Where does the word "evaluateFill" show up in the records? Copy every line that holds it.

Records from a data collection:

%%

PR #1817, opened 2024-09-11
fix(relayer): Don't prematurely mark deposits as filled

pxrl:
Per current implementation, the relayer can prematurely mark a deposit as filled if it _intends_ to fill it. This can however be derailed in the event that the destination chain has pending fills, in which case the fill transaction is discarded. This creates problems for fill status tracking, which is otherwise marked at the time the transaction is enqueued.

The simple fix is to filter candidate deposits by whether their destination chain has pending fills. A more optimised version, which might follow, would apply a pending status for these fills and would apply that pending status at the time of transaction submission. That's more complex for an (at best) marginal benefit, so proceed with the simple solution for now.

### DIFF
--- a/src/relayer/Relayer.ts
+++ b/src/relayer/Relayer.ts
@@ -214,7 +214,7 @@ export class Relayer {
     const fillAmountUsd = profitClient.getFillAmountInUsd(deposit);
     if (!isDefined(fillAmountUsd)) {
       this.logger.debug({
-        at: "Relayer::evaluateFill",
+        at: "Relayer::filterDeposit",
         message: `Skipping ${srcChain} deposit due to uncertain fill amount.`,
         destinationChainId,
         outputToken: deposit.outputToken,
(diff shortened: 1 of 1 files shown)


src/relayer/Relayer.ts
```diff
@@ -589,20 +589,31 @@ export class Relayer {
...
+
+    if (isDefined(this.pendingTxnReceipts[destinationChainId])) {
+      this.logger.info({
+        at: "Relayer::evaluateFill",
+        message: `${destChain} transaction queue has pending fills; skipping ${originChain} deposit ${depositId}...`,
+        originChainId,
+        depositId,
+        transactionHash,
+      });
+      return;
```
nicholaspai, line 605: sorry, i don't fully understand why we can exit early if there are pending txns for this chain?

pxrl: If there are pending fills from a previous loop, we consider the transaction queue full. We can enqueue more fills once that pending transaction has been submitted. This allows the bot to continue to loop without waiting for transaction submission on a slow RPC, which can sometimes take 10s of seconds.

bmzig: Isn't this just for checking whether a relayer can make a fill or not? Why isn't [this](https://github.com/across-protocol/relayer/blob/8733abcb97fc71810fc572de80f3e8e1de09f573/src/relayer/Relayer.ts#L796) enough?

mrice32 (approved):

%%

THE ANSWER ::
-        at: "Relayer::evaluateFill",
+        at: "Relayer::evaluateFill",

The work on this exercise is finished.